Le secteur est à l'arrêt. Et pourrait ne pas s'en relever d'ici 4 mois.

 

Les acteurs de l’événementiel et du spectacle vivant lançaient l’alerte rouge ce mercredi.

Une action nationale symbolique à l'initiative du syndicat Synpase (syndicat national des prestataires techniques de l'audiovisuel scénique et événementiel). Plusieurs bâtiments – conseil régional, départemental, chambre de commerce, Bikini entre autres – ont été illuminés en rouge. Une mise en lumière en forme d’appel au secours pour un secteur qui ne sait plus à quel saint se vouer "la catastrophe Covid 2020 nous fait perdre 8 millions de chiffre d'affaires par semaine" lâche Gérald Grégot, un porte-parole du collectif SOS Event 31, également fondateur de l'agence Médiane. 

 

Un plan massif d'accompagnement souhaité 

Les événements sont quasi à l’arrêt à Toulouse, les salariés et intermittents aussi. Les entreprises réalisent à ce jour seulement 10 à 20% des chiffres d’affaires habituels… 

Jean-Luc Petit est gérant d’Audiolum, ce prestataire son et lumière du spectacle vivant à Toulouse illuminait la Halle de la Machine ce mercredi soir. Sans activité, il croule pourtant sous les charges ; "on a une petite aide, mais on garde une bonne partie de nos charges : assurances, charges patronales, loyers, assurances sur le matériel" s'émeut-il. "A Toulouse, on avait la chance d'avoir un gros bassin de travail entre le spectacle et ce que générait l'aéronautique. Aujourd'hui on est à l'arrêt " regrette-t-il.

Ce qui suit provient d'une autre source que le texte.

PR #224, opened 2017-11-27
vagrant: Expose apiserver outside the VM

### LINKED ISSUE #217: [vagrant] Provide port-forwarding from the k8s api to the host
It would be nice to have the kube-spawn cluster in the VM accessible from the host for that we need to be able to access the k8s API via a port on the guest that we can forward to the VM host.

Possible ways to achieve this:
* run `socat`
* write `iptables` rules

nhlfr:
Introduce the KUBESPAWN_REDIRECT_TRAFFIC environment
variable to the build.sh script which redirects the
traffic incoming to the 6443 port in Vagrant VM to
the nspawn container with kube-apiserver.

Fixes #217

### DIFF
--- a/vagrant-all.sh
+++ b/vagrant-all.sh
@@ -1,0 +1,15 @@
+#!/bin/bash
+
+set -eo pipefail
+
+export KUBESPAWN_AUTOBUILD="true"
+export KUBESPAWN_DISTRO=${KUBESPAWN_DISTRO:-fedora}
+export KUBESPAWN_REDIRECT_TRAFFIC="true"
+
+KUBESPAWN_PROVIDER=${KUBESPAWN_PROVIDER:-virtualbox}
+
+vagrant up $KUBESPAWN_DISTRO --provider=$KUBESPAWN_PROVIDER
+
+./vagrant-fetch-kubeconfig.sh
+
+export KUBECONFIG=$(pwd)/kubeconfig
--- a/vagrant-fetch-kubeconfig.sh
+++ b/vagrant-fetch-kubeconfig.sh
@@ -1,0 +1,10 @@
+#!/bin/bash
+
+set -eo pipefail
+
+KUBESPAWN_DISTRO=${KUBESPAWN_DISTRO:-fedora}
+
+# The following command sometimes exists with status 1 when using vagrant-libvirt,
+# despite the fact that ssh config was generated successfully.
+vagrant ssh-config $KUBESPAWN_DISTRO > $(pwd)/.ssh_config || true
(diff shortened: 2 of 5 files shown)


robertgzr:
Have not tested it yet...

The scripts should probably go into the `/scripts` folder?

nhlfr:
Well, `/scripts` folder has only scripts are **runned by** Vagrant (during provisioning), so I thought that scripts which **run Vagrant** should be somewhere else. But I don't mind if you are fine with putting everything there.

vagrant-all.sh
```diff
@@ -0,0 +1,11 @@
+#!/bin/bash
+
+set -eo pipefail
+
+export KUBESPAWN_AUTOBUILD="true"
+export KUBESPAWN_REDIRECT_TRAFFIC="true"
+vagrant up
```
dongsupark: I would assume that it runs with fedora, as `vagrant up` without machine name defaults to fedora.

vagrant-fetch-kubeconfig.sh
```diff
@@ -0,0 +1,8 @@
+#!/bin/bash
+
+set -eo pipefail
+
+# The following command sometimes exists with status 1 when using vagrant-libvirt,
+# despite the fact that ssh config was generated successfully.
+vagrant ssh-config > $(pwd)/.ssh_config || true
```
dongsupark: You need to run `vagrant ssh-config fedora`. Otherwise it will just fail.

vagrant-all.sh
```diff
@@ -0,0 +1,11 @@
...
+
```
dongsupark: Are we missing something here for actually launching kube-spawn clusters? Because `vagrant up` launches a VM, but it does not run a kube-spawn cluster inside the VM. If `KUBESPAWN_AUTOBUILD` is true, the script should run something like `~/build.sh` or `kube-spawn create ; kube-spawn start` AFAIK.

nhlfr: It actually runs a kube-spawn cluster inside the VM. Please take a look again at Vagrantfile and setup-env script - they both consume those variables. When `KUBESPAWN_AUTOBUILD` is `true`, then `build.sh` script is running in the provisioning phase.

vagrant-fetch-kubeconfig.sh
nhlfr: Good point. This is connected with multi-distro thing you mentioned in the first comment. Will fix it soon.

vagrant-all.sh
dongsupark: Aha, I see.
Hmm, I'm not sure I like this autobuild logic being inside Vagrantfile, 3 times in a row. But if it works, I'm not against it for now.

nhlfr:
@dongsupark PTAL

PR #232, opened 2017-11-30
 doc/troubleshooting: how to trouble shoot inotify problems 

iaguis:
This happens when trying to run many nodes.

Also, add a TOC so users have an overview of the problems addressed.


iaguis:
Good point, I'll try to rephrase

iaguis:
Updated.

Issue #230, opened 2017-11-30
KUBECONFIG not set when running with fish shell


blixtra:
`kubectl get nodes` does not work without manually setting the KUBECONFIG variable when using the fish shell.

Had to run `export KUBECONFIG=/var/lib/kube-spawn/default/kubeconfig` to get it working.

robertgzr:
I don't think we set `KUBECONFIG` at all. 

The README says:
> To verify everything worked you can run:
> ```
> $ export KUBECONFIG=/var/lib/kube-spawn/default/kubeconfig
> $ kubectl get nodes
> ```

blixtra:
In the [Quick Start](https://github.com/kinvolk/kube-spawn/blob/master/README.md#quickstart) section, it does not say that.

We need to fix that.

robertgzr:
Should setting it be part of `up`?

I don't think `kube-spawn start` should set it because we can run multiple clusters and it would always overwrite it for the most recent one.

alban:
This is a matter of documentation because it's not possible for `kube-spawn` to set the environment variable of a parent process.

blixtra:
There used to be a hint telling the user what to do. That has disappeared. I'd suggest we add it back. Otherwise I assume it's done for me.

dongsupark:
@blixtra True. The hint about KUBECONFIG at the end of start has somehow disappeared.
I think that the message is indeed helpful. Let's bring it back.

alban:
It was deleted in https://github.com/kinvolk/kube-spawn/pull/161/files#diff-df46f5e52ac4d342643dc4c045faee8aL131:
```
-       log.Println("Note: For kubectl to work, please set $KUBECONFIG to " + utils.GetValidKubeConfig())
```

When adding it back, please give a line that can be copy-pasted in the shell, such as:
```
log.Println("Note: For kubectl to work, please set $KUBECONFIG:")
log.Printf("export KUBECONFIG=%s\n", utils.GetValidKubeConfig())
```
It was very annoying to type this manually.

alban:
#233 does not seem to work properly (at least on @blixtra's computer)

dongsupark:
@alban Right.
I saw too that the hint didn't get printed yesterday on @blixtra's computer, while it worked fine with me.

[...]

PR #233, opened 2017-11-30
cmd/kube-spawn: bring back help message for KUBECONFIG

dongsupark:
This help message for setting `$KUBECONFIG` at the end of `kube-spawn start` used to exist, but it was removed by https://github.com/kinvolk/kube-spawn/pull/161.
We should bring it back for better user experience.

Fixes https://github.com/kinvolk/kube-spawn/issues/230


alban:
It does not seem to work properly (at least on @blixtra's computer)

PR #4, opened 2017-04-03
BCN-JuanCarlos-Giuseppe

gfrr:


starter-code/basic-algorithms.js
```diff
@@ -1,7 +1,57 @@
...
+
+console.log(loremipsum.split(" ").length);
+console.log(loremipsum.split(" et ").length - 1);
```
tawebbcn: #checked - well done

PR #30, opened 2017-10-16
MIA Alejandro Poggi, Marcos Palacios

ShinCero:


starter-code/basic-algorithms.js
```diff
@@ -1,7 +1,71 @@
...
+var sPal = "";
+for (var i= s.length -1; i >= 0; i-=1) {
+    sPal +=s[i];
+}
+ if(s === sPal){
+   console.log(true);
+ }else{
+   console.log(false);
+ }
+
```
dsoraluz: This is an interesting way to solve the palindrome exercise.

Another way may would have been to use the split(), reverse(), and join() methods to help you in your comparison.

dsoraluz:
Great job on getting all the past the palindrome exercise.

PR #32, opened 2017-10-16
MIA Chu & Ariel

Chu13:


dsoraluz:
Great job on getting all the way to the Palindrome exercise. 

starter-code/basic-algorithms.js
```diff
@@ -1,7 +1,50 @@
...
+  horizontalName2 += hacker2[i];
+}
+ console.log(horizontalName2);
+
+ //Conditionals
+
+ var palindrome = prompt ("Type any word");
+ palindrome = palindrome.replace(/\s/g,"");
+
+ if (palindrome === palindrome.split("").reverse().join("")) {
```
dsoraluz: Great use of the split(), reverse(), and join() functions here.

PR #56, opened 2018-01-23
Mosi River - Miami

mosileko:


starter-code/basic-algorithms.js
```diff
@@ -1,7 +1,52 @@
...
+  if (driverLength > navigatorLength){
+    console.log("The Driver has the longest name, it has " + driverLength + " characters");
+  } else if (driverLength < navigatorLength) {
+    console.log("Yo, navigator got the longest name, it has " +  navigatorLength  + "  characters");
+  } else {
+    console.log("wow, you both got equally long names, " + navigatorLength +  "characters!!");
+  }
+}
+
+function driverLettersCaps(){
```
sandrabosk: The assignment here is to print all the characters of the driver's name, separated by a space and in capitals, so we have to do something like: variable.split().join().toUpperCase(). This is just a hint. What would be a solution?

starter-code/basic-algorithms.js
```diff
@@ -1,7 +1,52 @@
...
+  var result = "";
+  for (var i = 0; hacker1.length > i  ;i++ ){
+    result += hacker1[i].toUpperCase();
+    result += " ";
+  }
+  console.log(capSize);
```
sandrabosk: Is capSize defined?

starter-code/basic-algorithms.js
```diff
@@ -1,7 +1,52 @@
...
+}
+
+function printReverse(){
+  result = hacker2.split('').reverse().join("");
```
sandrabosk: .reverse("") is missing the quotes.

starter-code/basic-algorithms.js
```diff
@@ -1,7 +1,52 @@
...
+  if (hacker1 < hacker2) {
+    console.log("The driver's name goes first");
+  } else if (hacker1 > hacker2) {
+    console.log("Yo, the navigator goes first definitely");
+  } else {
+    console.log("What?! You both got the same name?");
+  }
+}
+
+
```
sandrabosk: Can you explain the lexicographicOrder() function?

starter-code/basic-algorithms.js
mosileko: Changed the var name halfway through, forgot to edit the function call.

PR #60, opened 2018-01-23
[MIA] [Martin - Genet]

CortezExpress:
this is my practice pull request. i don't remember the code in this but if this is the one where i needed to print the navigator backwards than i need help with that. my code ran, the ".length" method worked with the name i typed into the prompt but then it printed the word navigator () and not the name i typed in


sandrabosk:
Please submit the rest of the exercise and make pull request. Thank you.

PR #72, opened 2018-02-01
MIA Heli

Helieber:
Made some changes!


starter-code/basic-algorithms.js
```diff
@@ -1,7 +1,53 @@
...
+    console.log("wow, you both got equally long names, " + hacker1.length + "characters!!")
+  }
+  
+  var string = " "
+  
+  for (var i = 0; i < hacker1.length; i++) {
+   string = string + hacker1[i].toUpperCase() + " "
+  }   
+   console.log(string)
+
```
sandrabosk: // Print all the characters of the navigator's name, in reverse order. ie. "nhoJ"
You're missing this step. Try applying .split, .reverse and .join methods.

starter-code/basic-algorithms.js
```diff
@@ -1,7 +1,53 @@
...
+   var sentence1 = ["The driver's name goes first", "Yo, the navigator goes first definitely", "What?! You both got the same name?"]
```
sandrabosk: To check if driver's or navigator's name goes first in lexicographic order try applying .localeCompare method.

starter-code/basic-algorithms.js
```diff
@@ -1,7 +1,53 @@
...
+
+    console.log(sentence1.sort())
+
+// Palindromo
+
+function checkPalindrome(stringCheck){
```
sandrabosk: Very easy way to check if the given word is palindrome is using .split, .reverse, .join methods. Try something like this: 
```
var str = prompt("Let's check the palindrome. Give me a word:");

function checkPalindrome(str) {
  return (
    str ==
    str
      .split("")
      .reverse()
      .join("")
  );
}
var value = checkPalindrome(str);
// console.log("value:",value)

if (value === true) {
  console.log("The word is palindrome.");
} else {
  console.log("The word isn't palindrome.");
}
```

sandrabosk:
Good start Heli. Please check the comments I left here for you. Thank you for submitting.

PR #76, opened 2018-03-19
PAR Pierre & J-B  

PierreJab:


ta-web-paris:
Good job!
However be careful to the semi colons.
For the palindrome exercice, take a look on it if you have time :
https://medium.freecodecamp.org/two-ways-to-check-for-palindromes-in-javascript-64fea8191fd7

PR #79, opened 2018-03-19
PAR Brianna & Leo P.

ycrtw93:


ta-web-paris:
Looks ok to me, if you want to go further and try to resolve the iteration 8, you should check this ethod localeCompare, it may help you !

PR #1927, opened 2022-03-28
WDFT MARCH2022 Sepideh.Att+Sina.Kaabi

Sepidehatt:


sina-kaabi:
Sepideh completed the bonus questions. I completed questions 1 to 3 on my own and she did her own versions of 1 to 3 also but we worked on 3.1 together mainly as it was tricky for me. I submitted her lab to the portal but I will add my coding comments during lunch break to show what I tested that worked & what did not work etc.

PR #1929, opened 2022-03-28
Lab done with Thu

JeanDenisD:


TA-Remote:
Hi! Really good work, I have almost nothing to say!! We will upload solutions to Student Portal, if you want to compare some tasks again you can do it, but your solution is great.
Only thing: Bonus 2 with palindromes works but not with special characters. I answered questions about this in ask-the-class channel, if you want to understand how you could have solved this.

PR #1931, opened 2022-03-28
WD FT MAR22 Harry&Louise  

LouiseGabrielle0:


js/index.js
```diff
@@ -1,6 +1,144 @@
...
+  }
+}
+  backwardsWord.toLowerCase()
+  phraseToCheck.toLowerCase()
+
+if (spacelessWord.toLowerCase === backwardsWord.toLowerCase){
+  isPalindrome = true
+} else {
+  isPalindrome = false
+}
```
TA-Remote, line 140: Excellent work both!

The only note here. Currently in bonus2 solution you always get true. 

On line 136, inside if statement you forgot to add bracket.
- `toLowerCase() `is a method (function), so you have to 'call it' to use it. 
-  Otherwise you are just comparing two functions literally , but not the result of each function, not the string in lower case

PR #1942, opened 2022-04-08
WDPT ABR22 Emmanuel Solis 

emmanuelsolis:
created two variables and printed their values


ta-web-mexpt2:
Buen bonus aplicado heeee 🔥

PR #1962, opened 2022-04-11
[FTLIS042022] Duarte Alves & Alexandre Alves

drttyy:


webLisbonTA (commented):
Good job on finishing all the iterations!

js/index.js
```diff
@@ -1,6 +1,39 @@
 // Iteration 1: Names and Input
-//
+var hacker1 = "Duarte";
+console.log(`The driver name is ${hacker1}` );
+var hacker2 = "Alexandre";
+console.log(`The navigator name is ${hacker2}`);
```
webLisbonTA, line 5: Try and use let/const instead of var. It still works but nowadays as a rule of thumb we try to use let and const

js/index.js
```diff
@@ -1,6 +1,39 @@
...
 // Iteration 2: Conditionals
-
+if(hacker1.length >= hacker2.length){
+    console.log(`The driver's as a longest name, it has ${driver1.length} characters.`)
+}else if( hacker1.length <= hacker2.length){
+    console.log(`It seems that the navigator has the longest name, it has ${hacker2.length} characters`)
+}else{
+    console.log(`Wow, you both have equaly long names, ${hacker1.length, hacker2.length} characters.`)
+}
```
webLisbonTA, line 13: Using the <= && >= will make your last condition redundant. You should do < / > in this case

js/index.js
```diff
@@ -1,6 +1,39 @@
...
+hacker1 = hacker1.toLowerCase;
+hacker2= hacker2.toLowerCase;
+
+if("Duarte".localeCompare("Alexandre") === -1 ){
+    console.log("The driver's name goes first.")
+}else if( "Duarte".localeCompare("Alexandre") === 1){
+    console.log("Yo, the navigator goes first definitely.")
+}else{
+    console.log("What?! You both have the same name?")
+}
```
webLisbonTA, line 39: For a better code organisation and readability, try and use variables instead of writing the whole name

PR #1964, opened 2022-04-11
[WDFTAPR22] Keven and Leticia 

kevenm4:


webLisbonTA (commented):
Great job, Keven! You solutions are great!
Try to do the bonus, if you have time! 

A hint - the count et is really similar to count Smiles from the prework

PR #2055, opened 2022-06-15
Tobias Conrad with Jack

maktooob:
DId the lab with Jack (not alex as the commit m- is saying :)


js/index.js
```diff
@@ -1,6 +1,41 @@
...
+}
+console.log(driver);
+let lexCompareNames = hacker1.localeCompare(hacker2);
+console.log(lexCompareNames)
+if (lexCompareNames === -1) {
+    console.log("Yo, the navigator goes first definitely.");
+}
+else if (lexCompareNames === 1) {
+    console.log("The driver's name goes first.");
+}
```
TA-Remote, line 38: You have it other way around.. if `localeCompare()` returns -1, it means hacker1 goes first 

https://developer.mozilla.org/en-US/docs/Web/JavaScript/Reference/Global_Objects/String/localeCompare

TA-Remote (commented):
Great job Tobias! 

Also, if we give you a chance to work in breakout rooms - that suggests you work at faster pace and definitely have time to do bonuses :) So next time make sure you go that extra mile - it will make huge difference

js/index.js
maktooob: Thank you for going over it. I actually did the bonuses, just forgot to push them - did now :)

Comme Gérald Grégot il fait partie du collectif SOS Event 31 présidé par Jean-François Renac. Ils en appellent au soutien des pouvoirs publics et "un plan massif d'accompagnement" car "il y a des incohérences : pourquoi devoir payer des congés payés sur des périodes de chômage partiel ?" pointe Gérald Grégot. L'impact est total "les bons de commandes ne sont plus là".

 

Des protocoles sanitaires clairs pour pouvoir reprendre sinon... 

Alors que la préfecture s’apprête à renforcer ses mesures restrictives, Jean-Luc Petit veut que des protocoles sanitaires clairs pour pouvoir reprendre son activité, il s'énerve : "on ne peut pas laisser aux préfets droit de vie ou de mort sur nos entreprises. Que l'Etat mette en place des directives. S'il existe un cadre, nos clients sont des gens sérieux, ils se plieront à ce cadre !". Sinon promet-il, "d'ici décembre certaines entreprises arrêteront et début 2021 : ce sera l'hécatombe." Off the record certains acteurs professent même des suicides dans la profession si rien ne bouge; "sans ressources, les gens sont complètement déboussolés".

Pour le moment, la DRAC (Direction régionale des affaires culturelles) n’a pas souhaité échanger avec ces entreprises qui représentent 9000 emplois. Un rendez-vous a été proposé "mais rien de concret". La balle est désormais dans le camp de la puissance publique.